--- TASK GOAL ---
In the listing below, how many lines carry the word "case"? Reply with only the number.

--- THE DATA ---
_ _ _ _ _

PR #313, opened 2018-08-28
Switch to new RBE instance

philwo:


philwo:
I verified manually on my machine that the new RBE instance works fine.

PR #315, opened 2018-08-28
Fix #309: Always clone without --recurse_submodules

### LINKED ISSUE #309: Protobuf fails on mac in downstream job

philwo:
It seems like when using "git clone --recurse-submodules --reference", git tries to be smart about the reference location of a submodule and computes it as "original reference + '/modules/' + repo name". However, this does the completely wrong thing on our system, because the path that git calculates doesn't exist.

I couldn't find a way to disable this behavior, but an easy fix is to just clone without --recurse_submodules and then let the existing code deal with it.

### DIFF
--- a/buildkite/bazelci.py
+++ b/buildkite/bazelci.py
@@ -638,54 +638,51 @@ def clone_git_repository(git_repository, platform):
     project_name = re.search(r"/([^/]+)\.git$", git_repository).group(1)
     clone_path = os.path.join(root, project_name)
     print_collapsed_group("Fetching " + project_name + " sources")
-    if os.path.exists(clone_path):
-        os.chdir(clone_path)
-        execute_command(["git", "remote", "set-url", "origin", git_repository])
-        execute_command(["git", "clean", "-fdqx"])
-        execute_command(["git", "submodule", "foreach",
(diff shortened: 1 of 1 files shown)


philwo:
Notably, this new approach does the same as what Buildkite does on a clone.

PR #317, opened 2018-08-28
Don't restart Windows VMs on failure.

### LINKED ISSUE #311: Windows workers disconnect frequently
Windows workers keep disconnecting from buildkite automatically, which block all our CI jobs.

I had to delete all GCE windows workers and let them to be recreated.

/cc @philwo @buchgr, do you know why windows workers keep going offline?

philwo:
This should fix #311, because it prevents the VMs from getting into an unsupported state where the local SSD loses its data, but the persistent disk is still there and has registry entries pointing to (now no longer existing) directories on the local SSD.

The instance group should automatically create a new VM in case one is terminated, so this doesn't impact availability of our CI workers.


philwo:
FYI @meteorcloudy

PR #322, opened 2018-09-06
Test Gerrit on ubuntu1804_java9, too.

philwo:
Don't merge this yet, this is just to get feedback from and serve as an example for @davido.

### DIFF
--- a/buildkite/pipelines/gerrit-postsubmit.yml
+++ b/buildkite/pipelines/gerrit-postsubmit.yml
@@ -7,6 +7,18 @@ platforms:
     - "--test_tag_filters=-slow"
     test_targets:
     - "..."
+  ubuntu1804_java9:
+    build_flags:
+    - "--host_java_toolchain=@bazel_tools//tools/jdk:toolchain_java9"
+    - "--java_toolchain=@bazel_tools//tools/jdk:toolchain_jdk9"
+    build_targets:
+    - "//:release"
+    test_flags:
+    - "--test_tag_filters=-slow"
+    - "--host_java_toolchain=@bazel_tools//tools/jdk:toolchain_java9"
+    - "--java_toolchain=@bazel_tools//tools/jdk:toolchain_jdk9"
+    test_targets:
+    - "//..."
   macos:
     build_targets:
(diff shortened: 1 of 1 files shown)


buildkite/pipelines/gerrit-postsubmit.yml
```diff
@@ -7,6 +7,18 @@ platforms:
...
     test_targets:
     - "..."
+  ubuntu1804_java9:
+    build_flags:
+    - "--host_java_toolchain=@bazel_tools//tools/jdk:toolchain_java9"
+    - "--java_toolchain=@bazel_tools//tools/jdk:toolchain_jdk9"
+    build_targets:
+    - "//:release"
+    test_flags:
+    - "--test_tag_filters=-slow"
```
davido: Can you also add here: `-flaky,-docker` here. This is done on our CI.

buildkite/pipelines/gerrit-postsubmit.yml
```diff
@@ -7,6 +7,18 @@ platforms:
     - "--test_tag_filters=-slow"
     test_targets:
     - "..."
+  ubuntu1804_java9:
```
davido: On Bazel@HEAD, JDK10 javac upgrade was reverted, does it mean we would have to wait for JDK10 support? Something like that:

```
  bazel build --host_java_toolchain=@bazel_tools//tools/jdk:toolchain_java10 \
    --java_toolchain=@bazel_tools//tools/jdk:toolchain_java10
```

But please, don't add this yet, because the change that supports that on Gerit side wasn't merged yet: [1].

* [1] https://gerrit-review.googlesource.com/c/gerrit/+/193832

buildkite/pipelines/gerrit-postsubmit.yml
philwo: Added (also to the other platforms)!

buildkite/pipelines/gerrit-postsubmit.yml
philwo: Added a commented-out definition and a TODO.

PR #334, opened 2018-09-27
Update CI_HOME to use home directory.

bweston92:
Current output for CI_HOME:
```
$ echo ~ci
~ci
```

Expected output for CI_HOME:
```
$ echo ~/ci
/root/ci
```


bweston92:
Can someone confirm that this is a bug.

philwo:
Looks good, thanks!

PR #343, opened 2018-10-04
Disable TensorFlow_serving in downstream jobs.

meteorcloudy:
Due to https://github.com/bazelbuild/bazel/issues/5945


philwo:
Thanks, Yun!

PR #351, opened 2018-10-16
Disable bazel-toolchains from downstream job

meteorcloudy:
bazel-toolchains need to adapt incompatible changes and fix their bug.
See https://github.com/bazelbuild/bazel-toolchains/issues/198
@philwo @mhlopko


xingao267:
bazelbuild/bazel-toolchains#198 is fixed.

meteorcloudy:
Thanks, Xin! It is enabled on our CI.

PR #354, opened 2018-10-17
Update publish_bazel_binaries job to build and upload for every commit

meteorcloudy:
This is for https://github.com/bazelbuild/continuous-integration/issues/353


buildkite/bazelci.py
```diff
@@ -1242,20 +1242,21 @@ def sha256_hexdigest(filename):
 
 def try_publish_binaries(build_number, expected_generation):
     now = datetime.datetime.now()
+    git_commit = os.environ["BUILDKITE_COMMIT"]
```
philwo: Buildkite ❤️

PR #361, opened 2018-10-23
Check BAZEL_GOOD_COMMIT is actually good before bisecting

meteorcloudy:
Change-Id: I8ce73ac211b9eec1f8108ed86a0546ed2f3b29b8


meteorcloudy:
Thanks for the fast review!

PR #389, opened 2018-11-26
Add pipeline_slug and disabled_reason in DOWNSTREAM_PROJECTS

meteorcloudy:
1. Add pipeline_slug for every project configuration, this allows us to
   get the last green commit later.
2. Add disabled_reason attribute, it's easier to disable a project in
   downstream.
3. Only update last green commit for project existing in
   DOWNSTREAM_PROJECTS.

Change-Id: Ia531d8d19fc4096bbbbd6ec2c370291d016baefc

### DIFF
--- a/buildkite/bazelci.py
+++ b/buildkite/bazelci.py
@@ -48,240 +48,203 @@ DOWNSTREAM_PROJECTS = {
         "git_repository": "https://github.com/googlesamples/android-testing.git",
         "http_config": "https://raw.githubusercontent.com/bazelbuild/continuous-integration/master/buildkite/pipelines/android-testing-postsubmit.yml",
         "pipeline_slug": "android-testing",
-        # TODO(https://github.com/googlesamples/android-testing/issues/213): Reenable once fixed
-        "downstream_enabled": False
+        "disabled_reason": "https://github.com/googlesamples/android-testing/issues/213: Reenable once fixed"
     },
     "Bazel Remote Execution": {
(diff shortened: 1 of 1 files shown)


buildkite/bazelci.py
```diff
@@ -44,170 +44,245 @@
...
-#     "BUILD_file_generator": {
-#         "git_repository": "https://github.com/bazelbuild/BUILD_file_generator.git",
-#         "http_config": "https://raw.githubusercontent.com/bazelbuild/BUILD_file_generator/master/.bazelci/presubmit.yml"
-#     },
+    "Android Testing": {
+        "git_repository": "https://github.com/googlesamples/android-testing.git",
+        "http_config": "https://raw.githubusercontent.com/bazelbuild/continuous-integration/master/buildkite/pipelines/android-testing-postsubmit.yml",
+        "pipeline_slug": "android-testing",
+        # TODO(https://github.com/googlesamples/android-testing/issues/213): Reenable once fixed
+        "downstream_enabled": False
```
fweikert: We could replace "downstream_enabled" with a string field "disabled_reason". This would give us several benefits:
1. We don't have to keep the comments around.
2. We would enforce having a reason for disabling downstream projects.
3. We could even print that reason as part of the pipeline so that someone wondering "why doesn't this pipeline run" can understand everything by looking at the logs. I'm not particularly happy that people have to look at this script to understand what their pipeline build is doing.

meteorcloudy: Thanks for this suggestion! PTAL~

PR #393, opened 2018-11-28
Docs on testing local changes with downstream

katre:
Based on the local chat on running these tests, here's some docs.


buchgr:
LGTM. THanks!

PR #397, opened 2018-11-29
Test Bazel@Release + incompatible flags + downstream projects@last_green_commit

meteorcloudy:
After this change, we can have a pipline to test downstream projects with incompatible flags.
Incompatible flags can be set by `INCOMPATIBLE_FALGS` environment variable in the pipeline setting.

### DIFF
--- a/buildkite/bazelci.py
+++ b/buildkite/bazelci.py
@@ -955,7 +955,8 @@ def execute_bazel_build(bazel_binary, platform, flags, targets, bep_file, incomp
         else:
             aggregated_flags += remote_caching_flags(platform)
     aggregated_flags += flags
-    aggregated_flags += (incompatible_flags or [])
+    if incompatible_flags:
+        aggregated_flags += incompatible_flags
 
     try:
         execute_command([bazel_binary] + common_startup_flags(platform) + ["build"] + aggregated_flags + targets)
@@ -980,7 +981,8 @@ def execute_bazel_test(bazel_binary, platform, flags, targets, bep_file, monitor
         elif not monitor_flaky_tests:
             aggregated_flags += remote_caching_flags(platform)
     aggregated_flags += flags
-    aggregated_flags += (incompatible_flags or [])
+    if incompatible_flags:
+        aggregated_flags += incompatible_flags
 
     try:
         execute_command([bazel_binary] + common_startup_flags(platform) + ["test"] + aggregated_flags + targets)
--- a/buildkite/bazelci.py
+++ b/buildkite/bazelci.py
@@ -427,7 +427,7 @@ def print_expanded_group(name):
 
 def execute_commands(config, platform, git_repository, git_commit, git_repo_location,
                      use_bazel_at_commit, use_but, save_but, build_only, test_only,
-                     monitor_flaky_tests, incompatible_flags=[]):
+                     monitor_flaky_tests, incompatible_flags):
     fail_pipeline = False
     tmpdir = None
     bazel_binary = "bazel"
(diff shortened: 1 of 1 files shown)


buildkite/bazelci.py
```diff
@@ -427,7 +427,7 @@ def print_expanded_group(name):
 
 def execute_commands(config, platform, git_repository, git_commit, git_repo_location,
                      use_bazel_at_commit, use_but, save_but, build_only, test_only,
-                     monitor_flaky_tests):
+                     monitor_flaky_tests, incompatible_flags=[]):
```
fweikert: Don't use mutable data structures as default args. You can either use incompatible_flags=None in the args and "... + (incompatible_flags or []) + ..." in the body,
or incompatible_flags=() in the signature and then "... + list(incompatible_flags) + ..." in the body.

The second approach has the benefit that the "+=" in line 983 will still work.

It's not that bad here since you never mutate the list, but in general I would avoid it since it can lead to bugs down the road.

buildkite/bazelci.py
```diff
@@ -1181,10 +1186,16 @@ def fetch_bazelcipy_command():
...
     pipeline_command = ("{0} bazelci.py project_pipeline --project_name=\"{1}\" " +
-                        "--use_but --git_repository={2}").format(python_binary(), project_name,
+                        "--git_repository={2}").format(python_binary(), project_name,
                                                                  git_repository)
+    if  test_incompatible_flags:
+        incompatible_flags = os.environ.get("INCOMPATIBLE_FLAGS", "").split()
+        for flag in incompatible_flags:
+            pipeline_command += " --incompatible_flag=" + flag
+    else:
+        pipeline_command += " --use_but"
```
fweikert: There is no case in which we want to use the custom bazel binary and the flags?

buildkite/bazelci.py
meteorcloudy: Thanks for the advice!

buildkite/bazelci.py
meteorcloudy: Yes, in the current plan, we don't need to test custom bazel binary with incompatible flags.

buildkite/bazelci.py
```diff
@@ -955,7 +955,7 @@ def execute_bazel_build(bazel_binary, platform, flags, targets, bep_file, incomp
         else:
             aggregated_flags += remote_caching_flags(platform)
     aggregated_flags += flags
-    aggregated_flags += incompatible_flags
+    aggregated_flags += (incompatible_flags or [])
```
fweikert: Nit (I don't like the no-op, even if it's a one-liner):
if incompatible_flags:
  aggregated_flags += incompatible_flags

buildkite/bazelci.py
```diff
@@ -980,7 +980,7 @@ def execute_bazel_test(bazel_binary, platform, flags, targets, bep_file, monitor
         elif not monitor_flaky_tests:
             aggregated_flags += remote_caching_flags(platform)
     aggregated_flags += flags
-    aggregated_flags += incompatible_flags
+    aggregated_flags += (incompatible_flags or [])
```
fweikert: Nit: same as above. I'll send a PR to eliminate the duplicate code here.

buildkite/bazelci.py
meteorcloudy: Done~

buildkite/bazelci.py
meteorcloudy: Thanks!

PR #410, opened 2018-12-04
Enable Andorid Testing on Windows

meteorcloudy:
Change-Id: Icedc259bcaca523bbb7f5de33ec368523e4a9537


meteorcloudy:
@jin Why are the build config files not moved to android testing repo?

meteorcloudy:
I see, thanks! Just want to check if there's any blocker for this.

PR #414, opened 2018-12-05
Print environment variables in every execution

meteorcloudy:
This will help us debug the failing projects on CI

### DIFF
--- a/buildkite/bazelci.py
+++ b/buildkite/bazelci.py
@@ -707,7 +707,7 @@ def print_bazel_version_info(bazel_binary):
 def print_environment_variables_info():
     print_collapsed_group(":information_source: Environment Variables")
     for key, value in os.environ.items():
-        eprint(key + "=" + value)
+        eprint("%s=(%s)" % (key, value))
 
 
 def upload_bazel_binary(platform):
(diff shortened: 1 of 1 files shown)


buildkite/bazelci.py
```diff
@@ -702,6 +704,12 @@ def print_bazel_version_info(bazel_binary):
     execute_command([bazel_binary, "--nomaster_bazelrc", "--bazelrc=/dev/null", "info"])
 
 
+def print_environment_variables_info():
+    print_collapsed_group(":information_source: Environment Variables")
+    for key, value in os.environ.items():
+        eprint(key + "=" + value)
```
laszlocsomor: What do you think about printing the value in parentheses, so we can see if its empty? Like so:
```
        eprint("%s=(%s)" % (key, value))
```

buildkite/bazelci.py
```diff
@@ -702,6 +704,12 @@ def print_bazel_version_info(bazel_binary):
     execute_command([bazel_binary, "--nomaster_bazelrc", "--bazelrc=/dev/null", "info"])
 
 
+def print_environment_variables_info():
+    print_collapsed_group(":information_source: Environment Variables")
+    for key, value in os.environ.items():
```
laszlocsomor: Also, please sort this dict.

meteorcloudy: Just tested, this dict is already sorted.

buildkite/bazelci.py
meteorcloudy: Sounds good, done!

PR #430, opened 2018-12-26
Add instructions for generating versioned documentation.

jin:


philwo:
Thanks for writing this up so well! I think the instructions are clear and easy to follow.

_ _ _ _ _

--- ANSWER TO THIS TASK ---
2